* _RECORDS SHOWN_
┌──
PR #1312, opened 2019-06-20
[NETBEANS-2400] Fix for AWS Cloud missing Regions

peedeeboy:
What this PR does
=================
* Updates AWS regions in NB to include all current AWS regions
* Updates AWS Java SDK to 1.11.569 - needed as newer regions use v4 signing protocol
* Enables creation of JavaEE 7 applications when AWS container is running Tomcat 8.x
* Filters available AWS Containers to only those running Tomcat

Controversies!
============
* AWS Java SDK 1.11.569 moves/removeds some classes/methods.  This causes the NB sigtest to abort the build.  I don't think the AWS SDK will ever be really stable in the way NB's internal APIs usually are (especially when we jump to AWS SDK v2), so I have added the sigtest.gen.fail.on.error=false project property to ignore the sigtest errors...
* I have not updated the org.apache.commons.codec and org.apache.commons.logging modules with new .jar files.  From my testing, the AWS SDK worked fine with the current libraries.  If the AWS modules are expanded, these may need to be updated if any new methods/classes are consumed..

Files Changed
=============
Amazon Elastic Beanstalk Module
-------------------------------
* AmazonDeploymentFactory.java - Passes regionCode into new AmazonDeploymentManager instances
* AmazonInstance.java - Uses the new Client Builder classes (which require the Region Code, rather than Endpoint) rather than the now deprecated constructors.  Creates a default instance profile with sensible (?) values, as the Java SDK doesn't create one by default!
* AmazonInstanceTest.java - Now uses system temp directory rather than hardcoded path and is altered for modified AmazonInstance constructor
* AmazonJ2EEServerInstanceProvider.java - Now also stores Region Code in properties
* AmazonWizardComponent.java - Contains full list of current AWS instances and also includes their Region Code
* AmazonDeploymentManager.java - Passes in Region Code to AmazonInstance when deploying an application
* AmazonJ2eePlatformImpl2.java - Now checks if Container is running Tomcat 8.x and if so allows creation of Java EE 7 application
* Project.xml - Module now depends on Amazon SDK module 1.16
* AmazonInstanceManager.java - Now stores Region Code in instance properties
* AmazonWizardPanel.java - Now stores Region Code in properties
* AmazonWizardIterator.java - Passes Region Code into AmazonInstanceManager 
* ViewAdminConsoleAction.java - Uses Region Code to generate URL, rather than parsing Endpoint
* AmazonJ2EEServerWizardComponent - Filters AWS Containers to only those running Tomcat

Amazon SDK Module
-----------------
* binaries-list - Removed references to old dependencies, and added Maven central references for new dependecies
* project.xml - Dependencies updated
* manifest.mf - API version updated to 1.16
* project.properties - Added sigtest.gen.fail.on.error=false to prevent sigtest stopping the build due to deprecated/removed methods in the SDK.  Updated dependency locations
* Several license files removed & added

Testing
=======
* If running from NB, build Amazon SDK module, then Amazon Elastic Beanstalk module.  Otherwise, build NB.
* In NB, Services tab -> Cloud -> Right-click -> Add Cloud...
* Cloud: Amazon Beastalk -> Next -> Pick a region (check all AWS regions now in dropdown) -> Enter Key ID and Secret Access Key -> Next -> Finish
* File menu -> New Project -> Java with Maven -> Web Application -> Next >
* Complete Name & Location Details -> Next >
* Click Add next to Server
* Choose Server = Amazon Beanstalk -> Next >
* Complete Application Name, Environment Name & Environment URL fields
* Pick the Container running Amazon Linux 3.1.6 & Tomcat 8.5
* Click Finish
* Make sure new Server is selected in dropdown and Java EE version = Java EE 7 Web -> Finish

* Services tab -> AWS Beanstalk node -> Right-click -> Open AWS Console
* Log in to AWS.  Go and make a cup of tea whilst you wait for the new Environment to start (status = Green), takes ~ 5 minutes
* AWS Beanstalk node -> Right-click -> Refresh.  Under the Servers node, the AWS Tomcat node show now show running icon

* Projects -> Right-click on project -> Run
* Go and make another cup of tea whilst AWS reconfigures (~ 3 minutes)
* Check output and make sure deployment successful.  
* Browser will open.  Most likely a blank page.  Refresh and application should be displayed...

Don't forget to Terminate the environment and delete the application in AWS control panel!!


peedeeboy:
@matthiasblaesing - if you get chance, I would appreciate your critical appraisal, particularly around license files in AWS SDK module...

peedeeboy:
Updated -license.txt headers as per https://cwiki.apache.org/confluence/display/NETBEANS/Legal+FAQ.  Hopefully, this will resolve the Travis build failure...

peedeeboy:
Updated -license.txt files (again!) so that they *exactly* match the content of the `nbbuild/licenses` folder.  Added binary dependencies that are the same as Gradle module to `ignored-overlaps`, as two module are probably never likely to be updated at the same time....

3rd time lucky?

matthiasblaesing:
I'll have a look at it, will most probably take till next week though.

peedeeboy:
@matthiasblaesing No rush!  Appreciate your time and patience.

enterprise/libs.amazon/external/ion-java-1.0.2-license.txt
```diff
@@ -0,0 +1,208 @@
+Name: Amazon Ion Java
+Origin: Amazon Labs
+Version: 1.0.2
+License: Apache-2.0
+Description: A Java implementation of the Amazon Ion data notation
+URL: https://github.com/amznlabs/ion-java/
```
matthiasblaesing: there is a NOTICE file in the git referenced ion-java repository, I would add it (as you already did for aws-java-sdk-core)

enterprise/libs.amazon/external/jackson-annotations-2.6.0-license.txt
```diff
@@ -0,0 +1,209 @@
+Name: Jackson-annotations
+Origin: FasterXML
+Version: 2.6.0
+License: Apache-2.0
+Description: Core annotations used for value types, used by Jackson data binding package
+URL: http://github.com/FasterXML/jackson
```
matthiasblaesing: Wouldn't https://github.com/FasterXML/jackson-annotations be a better url?

enterprise/libs.amazon/external/joda-time-2.8.1-notice.txt
```diff
@@ -0,0 +1,5 @@
+=============================================================================
+= NOTICE file corresponding to section 4d of the Apache License Version 2.0 =
+=============================================================================
```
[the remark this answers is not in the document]
peedeeboy: Removed, as requested.

enterprise/libs.amazon/external/ion-java-1.0.2-license.txt
peedeeboy: NOTICE file added as `enterprise/libs.amazon/external/ion-java-1.0.2-notice.txt`

enterprise/libs.amazon/external/jackson-annotations-2.6.0-license.txt
peedeeboy: I think I pulled that URL from the pom file for the library, but agree that your suggestion makes more sense.  I have updated accordingly.

I have also merged Amazon SDK licenses into one file, as requested.

enterprise/cloud.amazon/src/org/netbeans/modules/cloud/amazon/AmazonInstance.java
```diff
@@ -83,18 +85,25 @@
     
     public static final String DEFAULT_EMPTY_APPLICATION = "empty-nb-app-1.0.war";
     
+    private final String INSTANCEPROFILE_NAMESPACE = "aws:autoscaling:launchconfiguration"; // NOI18N
+    private final String INSTANCEPROFILE_OPTIONNAME = "IamInstanceProfile"; // NOI18N
+    private final String INSTANCEPROFILE_VALUE = "aws-elasticbeanstalk-ec2-role"; // NOI18N
+    
+
```
matthiasblaesing: I would change this to a single line of separation.

enterprise/cloud.amazon/src/org/netbeans/modules/cloud/amazon/AmazonInstance.java
```diff
@@ -131,10 +144,10 @@ private static AWSCredentials getCredentials(String keyId, String key) {
...
     public void testConnection() {
         assert !SwingUtilities.isEventDispatchThread();
-        AWSElasticBeanstalk client = new AWSElasticBeanstalkClient(getCredentials());
-        if (regionUrl != null) {
-            client.setEndpoint(regionUrl);
-        }
+        AWSElasticBeanstalk client = AWSElasticBeanstalkClientBuilder.standard()
+                                        .withCredentials(new AWSStaticCredentialsProvider(getCredentials()))
+                                        .withRegion(regionCode)
+                                        .build();
```
matthiasblaesing: I got the expression, that this sequence is repeated in this file. Would it make sense to introduce a private method "createAWSElasticBeanstalkClient" and unify the initialization code for the client there?

enterprise/cloud.amazon/src/org/netbeans/modules/cloud/amazon/AmazonInstanceManager.java
```diff
@@ -113,7 +116,7 @@ private void store(AmazonInstance ai) {
                 continue;
             }
             String key = new String(ch);
-            result.add(new AmazonInstance(name, keyId, key, region));
+            result.add(new AmazonInstance(name, keyId, key, region, code));
```
matthiasblaesing: Just to make sure - does this work if code is null? That situation would be reached when an old userdir is read with a new version of netbeans.

enterprise/cloud.amazon/test/unit/src/org/netbeans/modules/cloud/amazon/AmazonInstanceTest.java
```diff
@@ -36,9 +36,10 @@ public AmazonInstanceTest() {
 
     @Test
     public void testCreateEmptyWar() throws IOException {
-        AmazonInstance ai = new AmazonInstance("dommy", "dummy", "dummy", "dummy");
+        AmazonInstance ai = new AmazonInstance("dommy", "dummy", "dummy", "dummy", "dummy");
         byte[] warData = ai.createEmptyWar();
-        Files.write(Paths.get("/home/matthias/test.zip"), warData, StandardOpenOption.CREATE, StandardOpenOption.WRITE);
+        String filePath = System.getProperty("java.io.tmpdir") + "/test.zip";
```
matthiasblaesing: Yepp, this test was not sane ... (and I introduced the hardcoded path), thanks for fixing.

enterprise/libs.amazon/nbproject/project.xml
```diff
@@ -39,23 +39,66 @@
             <friend-packages>
                 <friend>org.netbeans.modules.cloud.amazon</friend>
                 <package>com.amazonaws</package>
+                <package>com.amazonaws.auth</package>
+                <package>com.amazonaws.client</package>
+                <package>com.amazonaws.client.builder</package>
                 <package>com.amazonaws.services.elasticbeanstalk</package>
                 <package>com.amazonaws.services.elasticbeanstalk.model</package>
                 <package>com.amazonaws.services.s3</package>
+                <package>com.amazonaws.services.s3.internal</package>
```
matthiasblaesing: I packages are already called `internal` I would not expose them (if they are needed, then ignore this :-))

peedeeboy:
Thanks for the feedback @matthiasblaesing.  Unfortunately, I cannot make the requested changes as it seems like it is no longer possible to create Amazon Beanstalk server instances in NB11.1 or builds from master? (Only Tomcat, Glassfish and Payara servers can be created)

I'm not sure if this is as accidental bug that has been introduced, or if it is a deliberate decision to remove AWS support?  If the later, this PR could be Closed.

geertjanw:
Why would there be a deliberate decision to remove AWS support? :-) If there's a bug, just file an issue, and since you're doing great with your enhancements and fixes, please also consider fixing it.

matthiasblaesing:
As I already said: I don't own an AWS account, so you need to tell me a bit more, where you expect what. There was some work in the JavaEE area to support JavaEE8 and this might have disrupted things, but with a recent local build, I have the "Cloud" entry in the services tab. Please check if the JavaEE plugins are all activated.

peedeeboy:
With a fresh install of NB11.1 and enabling all Java + JavaEE features, where the Amazon Beanstalk entry is missing is:

New Project -> Java with Maven -> Java Web -> Server & Settings -> JavaEE7 -> Add

Amazon Beanstalk should be in the list of Server types to add to the Project, but isn't anymore (Only Tomcat, Glassfish & Payara).  

I remember seeing something on the NB Mailing list about duplicate entries in this dialog after Payara was merged in, so suspect it may be related to this (rather than JavaEE8), but without tracing the related commits/PRs and going through the code I can't be certain at this point.

I will have a look myself if I get time.

matthiasblaesing:
I think you mean PR #1347, indeed that PR looks as if it touched relevant code. @jGauravGupta could you please have a look at this PR. Long story short: AWS entries are expected to be present in the list of Java EE servers but are not anymore.

jGauravGupta:
Sure @matthiasblaesing, soon I will have look on this issue.

peedeeboy:
Thank you, @jGauravGupta !!

geertjanw:
Ready to be merged or not?

peedeeboy:
@geertjanw - not quite! Once #1412 is merged, I can rebase off master, make the the couple of changes @matthiasblaesing requested and test everything plays nicely together :)

geertjanw:
Excellent.

enterprise/cloud.amazon/src/org/netbeans/modules/cloud/amazon/AmazonInstance.java
peedeeboy: Done :)

enterprise/cloud.amazon/src/org/netbeans/modules/cloud/amazon/AmazonInstance.java
peedeeboy: Done :)  There are a couple of methods where the credentials are being passed in from outside, for those two methods, the Client is still being constructed in those methods...

enterprise/libs.amazon/nbproject/project.xml
peedeeboy: com.amazonaws.services.s3.internal needs to be exposed or building the Amazon EB module will fail due to not being able to access com.amazonaws.services.s3.internal.S3DirectSpi

enterprise/cloud.amazon/src/org/netbeans/modules/cloud/amazon/AmazonInstanceManager.java
peedeeboy: Great catch.  I didn't even think of this :(

We need to use the region code as setting a region endpoint by URL is deprecated in newer AWS SDK, and won't work for newer regions (e.g. London).

So I've broken the details of the Amzon regions out from the Wizard component into a seperate AmazonRegion enum.  Then I'm checking in AmazonInstanceManager if code is null, and if it is, I can retrieve it from the enum based on the URL.  I beleive that will mean old userdirs containing just the URL won't break with the new versions of the modules...

peedeeboy:
Requested changes made.  Hope all ok now :)

enterprise/libs.amazon/nbproject/project.xml
matthiasblaesing: Why? they should be in the same module and thus being able to directly access all classes.

peedeeboy: All I can say right now is that the `AmazonS3` interface (in `com.amazonaws.services.s3` package) extends the `com.amazonaws.services.s3.internal.S3DirectSpi` interface, and if the s3.internal pacakge is not exposed building the EB module will fail with:

```
 error: cannot access S3DirectSpi
            s3.getObjectMetadata(bucket, DEFAULT_EMPTY_APPLICATION);
  class file for com.amazonaws.services.s3.internal.S3DirectSpi not found
```

I might do some testing tomorrow to see if this always happens in NB modules when an Interface extends another Interface in an inacessible package... but it does seem a bit odd.

matthiasblaesing: I reproduced it - yeah the resolver needs access to the internal class. Thanks for checking.

matthiasblaesing:
Looks good to me.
└──
* _REQUIRED WORK_
Only lines holding the word "annotations" are wanted here; copy each from the listing.

* _RESPONSE_
enterprise/libs.amazon/external/jackson-annotations-2.6.0-license.txt
+Name: Jackson-annotations
+Description: Core annotations used for value types, used by Jackson data binding package
matthiasblaesing: Wouldn't https://github.com/FasterXML/jackson-annotations be a better url?
enterprise/libs.amazon/external/jackson-annotations-2.6.0-license.txt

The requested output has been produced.